3. Allow people to browse a gallery of screenshots for each startup that my service tracks.<p>This service shouldn't be too hard to code up. I've coded up similar services in the past. Nonetheless, I hate starting projects without first naming them.<p>So, wise readers of Hacker News, what do you think I should name my web app?<p>Thanks in advance.
======
Robin_Message
applapse.com sounds nice to me. It could connote a time lapse recording of an
application and isn't registered. I like it.

iterup.com just came to me, is short, easish to say/spell and doesn't resolve.

iterrate.com - with this name, people could rate the designs as they change.
Spelling is a bit off, but it's only a fun techie project so it perhaps
matters less.

------
uptown
You should take a look at Perpetually. They presented at TechCrunch 50 in 2009
and have some great technology designed to do something similar to what you've
been thinking about, though their focus is enterprise customers, not startups.
Worth a look, and their solution may give you some ideas for your own.

<http://www.perpetually.com/>

------
paraschopra
Archive.org already does that for you.

I also had a similar idea of tracking a startup through history (showing
everything from historical alexa traffic to google news to tweets to
screenshots to blog-mentions). Screenshots alone won't give a lot of
information but if you add meta-information to it, you will be able to see the
startup's evolution.

------
dbingham
Iteration Underway (iterationunderway.net is available)

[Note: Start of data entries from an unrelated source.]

PR #195, opened 2021-08-09
ci: Fix editorconfig-checker version

noah95:
In `2.3.52` the binray name changed to `ec`. This fixes the version used to mitigate further CI lint problems


zarubaf (approved):
Awesome! Thanks!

I like the idea a lot. It would be interesting to see how startup homepages
evolve over time. It would also be interesting, where possible, to see other
pages. For web applications: screen shots of the application, for non-web
based start ups: about page, faq, etc.

------
happybuy
Some random suggestions (may or may not be available as domains): pivotvision,
appsnaps, apparazzi, startupbooth.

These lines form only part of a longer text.